Accelerate Data Science: Why a Graph should be at the heart of your Data Platform
A majority of Data Science takes data about previous customer interactions and uses it to interrogate the current state, predict future activity and confirm hypotheses on changes to implement. Ensuring the availability and accuracy of the data required to make such predictions is critical, but Data Scientists often have to perform data curation and cleaning themselves, and reportedly spent 80% of their time doing so. Cloud technologies can be leveraged by data engineers to curate and clean data, and provide a venue for execution for data science workloads.
Instead, we can solve the problems that prohibit implementing data-driven processes – inefficient data science output and high team turnover – by providing an environment which reduces the friction of data curation by instead performing that curation using information architecture and data engineering to model the data into ontologies, and ingest it into a graph.

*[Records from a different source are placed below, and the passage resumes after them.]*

PR #667, opened 2020-05-21
chore: Add public config to create-component script

### LINKED ISSUE #643: Automating new component release
## Summary
We need to test a way to automatically make a new scoped component public.  As part of this we can define a checklist of tasks for a new component release and use this check list.

Investigate if there's potential to use this as a key in our create components package generator

## Reason
Automating the process will remove some of the missed steps we currently face when releasing new components.

alanbsmith:
## Summary

Resolves #643

Adds a step in the create-component cli to add a public config to new modules

`utils/create-component/createComponent.js`

## Testing Manually

Run the script!

```sh
yarn create-component
```

If the module should be public (the default), this config will be added to the package.json

```json
  "publishConfig": {
    "access": "public"
  },
```

Otherwise, it will be omitted, and the module will be private when published.

## New Dependencies

n/a

## Thank You Gif
_Share a fun [gif](https://giphy.com) to say thanks to your reviewer:_

## Checklist

- [ ] `yarn test` passes
      applicable

### DIFF
--- a/utils/create-component/createComponent.js
+++ b/utils/create-component/createComponent.js
@@ -6,6 +6,7 @@ const path = require('path');
 const mkdirp = require('mkdirp');
 const inquirer = require('inquirer');
 const cmd = require('node-cmd');
+const colors = require('colors');
 
 const createReactModule = require('./createReactModule');
 const createCssModule = require('./createCssModule');
--- a/utils/create-component/createComponent.js
+++ b/utils/create-component/createComponent.js
@@ -46,7 +46,7 @@ const questions = [
   {
     type: 'confirm',
     name: 'publicModule',
-    message: 'Should this module be public?:',
+    message: 'Make access public when publishing?:',
     default: true,
   },
   /**
--- a/utils/create-component/createComponent.js
+++ b/utils/create-component/createComponent.js
@@ -6,7 +6,6 @@ const path = require('path');
 const mkdirp = require('mkdirp');
 const inquirer = require('inquirer');
 const cmd = require('node-cmd');
-const colors = require('colors');
 
 const createReactModule = require('./createReactModule');
 const createCssModule = require('./createCssModule');
@@ -44,6 +43,12 @@ const questions = [
     message: 'Is this an unstable component (i.e. should it go in Canvas Kit Labs)?:',
     default: false,
   },
+  {
+    type: 'confirm',
+    name: 'publicModule',
+    message: 'Should this module be public?:',
+    default: true,
+  },
   /**
    * Add question to add deps
    * React: CK core, emotion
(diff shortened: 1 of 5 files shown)


utils/create-component/createComponent.js
```diff
@@ -6,7 +6,6 @@ const path = require('path');
 const mkdirp = require('mkdirp');
 const inquirer = require('inquirer');
 const cmd = require('node-cmd');
-const colors = require('colors');
```
alanbsmith, line 9: This wasn't being used, so I removed it.

utils/create-component/createComponent.js
```diff
@@ -44,6 +43,12 @@ const questions = [
     message: 'Is this an unstable component (i.e. should it go in Canvas Kit Labs)?:',
     default: false,
   },
+  {
+    type: 'confirm',
+    name: 'publicModule',
+    message: 'Should this module be public?:',
```
lychyi, line 49: I think this question is a tad vague since this really relates only to publishing and not anything else. What we're really asking is do you want this module to be public upon publishing. Maybe add a brief explanation, something like:

`Publish this as a public module? (scoped modules are restricted access by default when published)`

I know it's a tad verbose but you really only skim through this prompt once and then you kind of get it later.

lychyi: Or maybe `Make access public when publishing?` since `Publish this as a public module?` may indicate that we're doing this right now.

alanbsmith: Sounds good. Will update. 👍

utils/create-component/createComponent.js
anicholls: @alanbsmith This is a special import. It extends the string prototype, but doesn't actually get called specifically. This allows us to do things like `'This is a warning'.yellow`, and it's used several times in this file. I'm pretty sure removing this will break that functionality.

utils/create-component/templates/css/packageJson.js
```diff
@@ -21,7 +21,14 @@ module.exports = (name, moduleName, description, unstable) => `
...
     "test": "echo \\"Error: no test specified\\" && exit 1",
     "build": "node ../../../${unstable ? '../' : ''}utils/css-build.js index.scss"
-  },
+  }, ${
+    public
+      ? `
+  "publishConfig": {
+    "access": "public"
+  },`
+      : ``
```
anicholls, line 30: Nit:
```suggestion
    public && `
  "publishConfig": {
    "access": "public"
  },`
```

would be cleaner

utils/create-component/createComponent.js
alanbsmith: ohhh. Thanks for catching that! I'll put it back!

utils/create-component/templates/css/packageJson.js
alanbsmith: I thought about that, but I was worried that the template literal will but a "false" in the json. I'll test that though.

alanbsmith: confirmed this.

The graph acts as an overview of data across the business area silos and SaaS services, into a single up-to-date graph, to be used by data scientists instead of the individual data sources. Using this model, data sources do not require changes in order to integrate them, instead, this is performed at graph ingest, ideally through a reliable update process such as change data capture (CDC). As such, the graph is a reliable abstraction of the underlying data sources, providing a single point of query for data scientists across the business.
We have reached an inflexion point in cloud computing, where the question of “will this system scale” is not typically in question – commodity cloud offerings like AWS Aurora and GCP BigTable enable petabytes of relational data to be stored and queried, with offloading to elastic query systems such as AWS EMR and GCP BigQuery for batched workloads.
With this level of scaling and query power now a commodity, at the hands of everyone, at a pay-as-you-go metered price point that scales with the size of the platform, the more difficult question is how to effectively mobilise teams to utilise the vast amounts of data around the business. Architecturally, the solution is to stream data from across business silos and from SaaS providers, into a data platform that runs on a public cloud, where workloads can elastically spin up and down resources as required. This obviates the need for a large capital outlay on IT equipment, while still providing resources to support peak workloads.
Thus, instead of working hard to scale-up data systems, we face a greater magnitude of issues scaling teams – specifically, when every solution computationally scales to your needs, we need to look into the ease at which the system can scale with your team.
This is where choice of components inside of your data platform make a significant difference, and why having a graph at its heart gives you an edge.
We can demonstrate the benefits by looking at the typical workflow of a data scientist:
- Analyse data sources and formulate hypotheses
- Gather, clean and curate data
- Query data to test hypotheses
- Iterate on queries to refine findings
- Present most significant findings to stakeholders
- Operationalise findings into predictive models using machine learning
- Productionise models into business area systems
When your data scientists are spending only 20% of their time doing the actual science, there are two ways to achieve more output – hire more data scientists, or provide them with an environment where they can spend less time curating data.
An immediate solution of hiring more data scientists is becoming more difficult, but it is not impossible. However, the bigger problem is the issue of retaining data scientists – when the environment to do data science requires what is essentially data engineering, rather than refining hypotheses, staff turnover is much higher, and growing well performing teams is difficult.